Before William had fallen asleep, they’d plotted their route out of the pit. The walls were nowhere near as sheer as they’d first seemed. Crags and lumps along the surface gave them a trackable path to the top. Now they needed to wait for the hunters to go.
“It won’t be long now,” Artan said.
Max nudged William, several diseased shifting on top of them. The crotch he’d faced the previous evening had gone. The open mouth of an old woman with deep gashes in her sallow cheeks now offered him a silent scream. “He’s been like this all night. I don’t know how you slept through it.”
“I sleep like the dead,” William said.
“I can see that.”
“Sorry.” William rolled his eyes. “Bad metaphor.”
“Some would say appropriate.”
Several more deer bones flew into the pit, one of them giving off a hollow knock as it connected with the back of the woman’s head leaning over William. “That has to be a good thing though, right?” William said.
“As long as we don’t get taken out by one of the bones,” Max said.
“But at least it looks like they’re packing up to move on.”
“Here’s hoping.”
The bodies then shifted to William’s right. Cyrus sat up first, Artan a second later as he grabbed the boy and slammed him back down on his back. “Wait!” Artan hissed, his face red as he leaned just inches from Cyrus. “Not yet.”
“Leave that!”
The words from above snapped William rigid. It sounded like Hawk.

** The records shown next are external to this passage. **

PR #131, opened 2020-05-12
update to core 3.1 and fix nettcpbinding for linux

birojnayak:
initial PR for making nettcpbinding  work in linux(using kerbos) and added support for core 3.1.

### DIFF
--- a/src/CoreWCF.Primitives/src/CoreWCF/Channels/WindowsStreamSecurityUpgradeProvider.cs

Artan dragged several corpses over him and Cyrus.
A hunter replied, “But there’s a half-eaten deer here.”
“We’ll catch more later.” After a slight pause, the shuffle of feet moved off, many of the hunters walking away from the pit. “We need to arrive at Grandfather Jacks’ with offerings,” Hawk continued. “You think he wants to chow down on our leftovers? Also, who knows how he’ll react if he finds out we ate before arriving. He might decide this was one of his deer and we’ve caused great offence both killing and eating it without his permission. The man thinks everything belongs to him.”
“I feel sorry for those girls in the asylum,” one of the other hunters said.

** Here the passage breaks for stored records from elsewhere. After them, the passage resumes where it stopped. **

PR #132, opened 2020-05-13
Adding support to enable Https usage

### LINKED ISSUE #32: SSL/TLS support for https with BasicHttpBinding?
Does CoreWCF have SSL/TLS support when using the BasicHttpBinding?

mconnew:
Fixes #32

### DIFF
--- a/src/CoreWCF.Http/tests/HttpsService.cs
+++ b/src/CoreWCF.Http/tests/HttpsService.cs
@@ -1,0 +1,57 @@
+﻿using CoreWCF.Configuration;
+using Helpers;
+using Microsoft.AspNetCore.Builder;
+using Microsoft.AspNetCore.Hosting;
+using Microsoft.Extensions.DependencyInjection;
+using System;
+using Xunit;
+using Xunit.Abstractions;
+
+namespace CoreWCF.Http.Tests
+{
+    public class HttpsService
+    {
+        private ITestOutputHelper _output;
+
+        public HttpsService(ITestOutputHelper output)
+        {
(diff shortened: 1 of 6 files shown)


src/CoreWCF.Http/tests/HttpsService.cs
```diff
@@ -0,0 +1,57 @@
...
+            string testString = new string('a', 3000);
+            var host = ServiceHelper.CreateHttpsWebHostBuilder<Startup>(_output).Build();
+            using (host)
+            {
+                host.Start();
+                var httpsBinding = ClientHelper.GetBufferedModeHttpsBinding();
+                var factory = new System.ServiceModel.ChannelFactory<ClientContract.IEchoService>(httpsBinding,
+                    new System.ServiceModel.EndpointAddress(new Uri("https://localhost:8443/BasicWcfService/basichttp.svc")));
+                factory.Credentials.ServiceCertificate.SslCertificateAuthentication = new System.ServiceModel.Security.X509ServiceCertificateAuthentication();
+                factory.Credentials.ServiceCertificate.SslCertificateAuthentication.CertificateValidationMode = System.ServiceModel.Security.X509CertificateValidationMode.None;
```
birojnayak, line 33: should we add more tests in future ?

mconnew: Yes, for completeness. Once we can dispatch a call to an HTTPS endpoint successfully, all calls to an HTTPS endpoint should work. But it's worth adding more variations to validate that.

PR #133, opened 2020-05-13
added fix for net tcp binding linux

birojnayak:


src/CoreWCF.Primitives/src/CoreWCF/IdentityModel/Claims/ClaimComparer.cs
```diff
@@ -105,7 +105,8 @@ public static IEqualityComparer<Claim> Upn
         {
             get
             {
-                throw new PlatformNotSupportedException();
+                return Default;
```
mconnew, line 108: Can you remove the commented out code and add a comment about this being different behavior than on .NET Framework due to UpnComparer having a dependency on NTAccount which isn't available on Core.

mconnew:
Just need the comment cleanup then this will be ready to merge

PR #138, opened 2020-06-04
Add FaultContractName Test.

v-fangfc:
Abstract: Use [FaultContract(typeof(T))] on a variety of contracts and operation types and set the Name property


v-fangfc:
@zhaodongtian

v-fangfc:
@mconnew @HongGit

PR #151, opened 2020-06-19
Port .NetFramework IContractBehavior basic tests

imcarolwang:


src/CoreWCF.Http/tests/Services/ContractBehaviorSerivce.cs
```diff
@@ -0,0 +1,86 @@
...
+using ServiceContract;
+
+namespace Services
+{
+    public abstract class IContractBehaviorBasic_ServiceBase
+    {
+        public string ServiceContractMethod(string s)
+        {
+            //TODO: validate behavior
+            //BehaviorInvokedVerifier.ValidateServiceInvokedBehaviors(OperationContext.Current.Host.Description);
```
imcarolwang, line 12: @mconnew This case is testing IContractBehavior, when validating behavior for service, the below object is unavailable: `OperationContext.Current.Host.Description`. There's `ServiceHostBase host `in `CoreWCF.OperationContext` and it is private, is there any plan to expose the property? If not do you have any suggestion on how to validate the behaviors after service be hosted?

mconnew: I do plan to expose the property. I've tried not to expose things unless they are tested. Could you make that property public as this test indirectly tests it.

imcarolwang: Updated: add public property OperationContext.Current.Host for test.

src/CoreWCF.Http/tests/ContractBehaviorTests.cs
```diff
@@ -0,0 +1,311 @@
...
+            {
+                app.UseServiceModel(builder =>
+                {
+                    switch(_method)
+                    {                     
+                        case "ByHand":
+                        case "ByHand_UsingHiddenProperty":
+                        case "ByHandImplementsOther":
+                        case "ByHandImplementsOther_UsingHiddenProperty":
+                            builder.AddService<ContractBehaviorBasic_ByHand_Service>();
```
imcarolwang, line 281: @mconnew , The original .NetFramework test case contains "byhand" test scenarios which added CustomContractBehaviorAttribute by hand via calling method below, do you have any idea on how to do similar config in CoreWCF?

ServiceHost.Description.Endpoints[0].Contract.ContractBehaviors.Add(cb);

mconnew: I've just brought forward and committed a change from some other work to enable this. Check out [this test](https://github.com/CoreWCF/CoreWCF/blob/2e98274e6b50cef235cea4ee5d921eeea663eafe/src/CoreWCF.Http/tests/SimpleTest.cs#L93) to see how to add a delegate which gets access to ServiceHostBase.Description. It's executed just before the equivalent of ServiceHost.Open().

imcarolwang: Thank you. I'll checkout that and update test.

src/CoreWCF.Http/tests/ContractBehaviorTests.cs
```diff
@@ -0,0 +1,311 @@
...
+                                serviceHost.Description.Endpoints[0].Contract.ContractBehaviors.Add(cb);
+                            });
+                            break;
+                        case "ByHandImplementsOther":
+                            builder.AddService<ContractBehaviorBasic_ByHand_Service>();
+                            builder.AddServiceEndpoint<ContractBehaviorBasic_ByHand_Service, ServiceContract.IContractBehaviorBasic_ByHand>(new BasicHttpBinding(), "/BasicWcfService/ContractBehaviorService.svc");
+                            builder.ConfigureServiceHostBase<ContractBehaviorBasic_ByHand_Service>(serviceHost =>
+                            {
+                                var cb = new ServiceContract.MyMultiFacetedBehaviorAttribute();
+                                serviceHost.Description.Endpoints[0].Contract.ContractBehaviors.Add(cb);
```
imcarolwang, line 281: @mconnew  now I am able to add custom ContractBehaviors this way ("by hand"), but test failed when validating the behavior implementation, the code [here](https://github.com/CoreWCF/CoreWCF/blob/8e24169c70fcf83e4be6a6e9602fd5d3b66dfa93/src/CoreWCF.Http/tests/ServiceContract/IContractBehavior.cs#L63) didn't execute.  

The other test variation which use the custom behavior as an attribute decorating the contract interface works, the ApplyDispatchBehavior(...) implementation is called with test flag being set as expected.

imcarolwang: The affected "byhand" test scenario validation has been skipped, tracking issue: #193.

mconnew:
@imcarolwang, this is failing on test compilation:
```
src\CoreWCF.Primitives\tests\MessageEncoderTest.cs(36,25): Error CS0234: The type or namespace name 'MessageTestUtilities' does not exist in the namespace 'CoreWCF.Primitives.Tests.Helpers' (are you missing an assembly reference?)
```
Additionally there's an xunit warning:
```
src\CoreWCF.Primitives\tests\MessageTests.cs(28,13): Warning xUnit2009: Do not use Assert.True() to check for substrings.
```
I think you can use `Assert.Contains` but I haven't checked.

mconnew:
@imcarolwang, I've added you as a contributor so you should be able to run `/azp run` now. If it still doesn't work for you, let me know.

imcarolwang:
> @imcarolwang, I've added you as a contributor so you should be able to run `/azp run` now. If it still doesn't work for you, let me know.

It still doesn't work, I tried it in PR #190. I see members in our team are all in the Contributors and none of us have the permission.

mconnew:
Did you accept my invite to the CoreWCF organization?

imcarolwang:
Yes, I clicked the invitation link from email and it was redirected to the CoreWCF repository site, which seems I've accepted it.

PR #156, opened 2020-06-30
Connection header fix + X509 security classes exposed

mconnew:
Fixes a problem where adding a Connection header using HttpResponseMessageProperty.Headers wouldn't remove the existing Connection header based on HttpTransportBindingElement.KeepAliveEnabled. This resulted in a header which could look like this: `Connection: keep-alive, close".
Also tidied up the header adding code to using StringValues.Concat instead of concatenating using `+ ',' + newvalue`.
Exposed some classes needed as the basis for setting OperationContext.ServiceSecurityContext when using X509 certificates.
This allows manually providing a ServiceAuthorizationManager which does this. Automatic support for this will be coming in the future.


mconnew:
These changes were manually verified so committing.

PR #161, opened 2020-07-03
Add 2 BufferManagerTests testcases

willaimyou:
case1: VerifyBufferUsed( )
           <summary> Verify buffer object used by different threads before and after a thread gets trained
case2: VerifyBufferPools( )
            <summary> Verify BufferPools created for different buffer sizes

@ZhaodongTian


willaimyou:
@HongGit, @mconnew

PR #165, opened 2020-07-06
Streamed message body test

imcarolwang:
Service operation with ref/out parameter run failed, seems it's not supported yet, the related scenarios are currently commented out.

@HONGGIT, @mconnew.


mconnew:
@imcarolwang, looks like these tests are conflicting with a previous test that had been merged. Can you resolve the conflict. Also can you open an issue for the failing tests. ref/out should be working so this is a bug.

imcarolwang:
> @imcarolwang, looks like these tests are conflicting with a previous test that had been merged. Can you resolve the conflict. Also can you open an issue for the failing tests. ref/out should be working so this is a bug.

Issue opened for the ref/out problem: #196

PR #167, opened 2020-07-07
Fixed bug in Message and TextMessageEncoder

mconnew:


src/CoreWCF.Primitives/src/CoreWCF/Channels/Message.cs
```diff
@@ -1056,6 +1055,7 @@ protected override void OnWriteBodyContents(XmlDictionaryWriter writer)
 
         public override async Task OnWriteMessageAsync(XmlDictionaryWriter writer)
         {
+            WriteMessagePreamble(writer);
```
BradBarnich, line 1058: This is the bug, yes? Or was there something wrong with using the async methods on XmlWriter?

mconnew: Yes. While most concrete implementations of XmlWriter support using the Async methods, XmlDictionaryWriter implementations don't.

PR #170, opened 2020-07-09
PerCall InstanceContextMode lifetime test

imcarolwang:
@honggit, @mconnew .

### DIFF
--- a/src/CoreWCF.Http/tests/ServiceContract/ILifeTimeTestService.cs
+++ b/src/CoreWCF.Http/tests/ServiceContract/ILifeTimeTestService.cs
@@ -1,0 +1,20 @@
+﻿using CoreWCF;
+
+namespace ServiceContract
+{
+    [ServiceContract]
+    public interface ILifeTimeTestService
+    {
+        [OperationContract]
+        void Start();
+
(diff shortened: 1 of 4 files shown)


src/CoreWCF.Http/tests/ServiceContract/ILifeTimeTestService.cs
```diff
@@ -0,0 +1,20 @@
...
+namespace ServiceContract
+{
+    [ServiceContract]
+    public interface ILifeTimeTestService
+    {
+        [OperationContract]
+        void Start();
+
+        [OperationContract(IsOneWay = true)]
+        void OneWay();
```
imcarolwang, line 12: @mconnew , IsOneWay operation could build but client call would fail, it seems it is not fully supported, right?

mconnew: It should be working. If this isn't working, it's a bug. Please open an issue and add a comment pointing to the issue.

imcarolwang: Issue #197.

PR #6102, opened 2024-07-31
refactor(client/kotlin): remove interface layer that seemed redundant

ReactorScram:
I'm opening PRs for small refactors around the code I'm changing for adding the Favorites menu.

Just anything where I read it and, as a Kotlin noobie, took longer than expected to understand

William’s entire body snapped rigid.
Hawk sighed. “Me too
.”
“Asylum?” Max said.
William shook his head. “I was hoping I’d heard them incorrectly.”

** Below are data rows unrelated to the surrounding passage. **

PR #6103, opened 2024-07-31
fix(ux): Make all fields live-updated in clients/relays/gateways details pane

jamilbk:
Updates `Last connected` to `Last started` and makes sure the details fields are reloaded when presence comes online.

### DIFF
--- a/elixir/apps/web/lib/web/live/clients/show.ex
+++ b/elixir/apps/web/lib/web/live/clients/show.ex
@@ -218,7 +218,7 @@ defmodule Web.Clients.Show do
       cond do
         Map.has_key?(payload.joins, client.id) ->
           {:ok, client} =
-            Clients.fetch_client_by_id(id, socket.assigns.subject,
+            Clients.fetch_client_by_id(client.id, socket.assigns.subject,
               preload: [:actor, last_used_token: [identity: [:provider]]]
             )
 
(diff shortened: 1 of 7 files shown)


elixir/apps/web/lib/web/live/clients/show.ex
```diff
@@ -132,23 +132,23 @@ defmodule Web.Clients.Show do
...
           <.vertical_table_row>
-            <:label>Last Connected</:label>
+            <:label>Last started</:label>
             <:value>
               <.relative_datetime datetime={@client.last_seen_at} />
             </:value>
           </.vertical_table_row>
           <.vertical_table_row>
-            <:label>Last Remote IP</:label>
+            <:label>Last seen remote IP</:label>
```
bmanifold, line 141: Wondering if this could be read incorrectly as well.  Does this field change in real time if the client's IP changes while they are already connected to Firezone?  If so, then ignore this comment.  If not, should we change this to avoid confusion?

jamilbk: I believe it does actually - the status above updates in real-time with updates to the `@client` struct.

jamilbk: See L12 of this file

jamilbk: Actually, that may not be the case. We update the Online/Offline status but I'm not sure of the other fields. Let me investigate further.

jamilbk: Updated to reload from DB when presence comes online

jamilbk:
@bmanifold should be ready

bmanifold (approved):
LGTM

“And what about us?” the hunter talking to Hawk said. He spoke with a nasally whine.
“What about us?”
“We could do with having something to munch on while we hike.”
“You’re not full from last night? Look, we’re only half a day away. You know Grandfather Jacks will treat us like princes when we get to his palace. The last thing we should do is arrive with our bellies full. Stop being a prick and leave the deer where it is.”
“What if someone finds it?”
“Good luck to them,” Hawk said. “Like with the fire, if someone’s made it this far into the funnel from either side, they deserve a little reward. Getting here without knowing where all the traps are is no mean feat.”
The diseased on William’s right moved again. Artan pulled Cyrus down for a second time.
“Artan,” Max hissed, “if you can’t stop him, I will.”
The same mild tone, Artan said, “Hold it together, Cyrus. Not long now, mate. Just give it a few more seconds.”
“Come on,” Hawk called back across the pit. The rest of the hunters had already walked away.
The slap of the last hunter’s feet finally took off after Hawk and the others.
The deceased diseased on William’s right lifted and toppled onto him. Cyrus had gotten to his feet again, and Artan hadn’t stopped him this time.
“Fuck it,” William said. “Let’s go now.” As he stood up, Artan and Max stood up on either side of him. Each of them were covered in the bloody slime excreted by the weeping corpses. A crimson sludge so dark and clotted it looked like blackberry jam.
Cyrus took to the wall first.
William plunged his hand back into the diseased bodies like a morbid lucky dip. He shifted around until he found her wooden handle. Jezebel glistened like the rest of them, but at least he had her. His feet twisting and turning as he walked over the bodies, he slipped the handle down the back of his shirt, the axe’s blade leaning against the back of his head.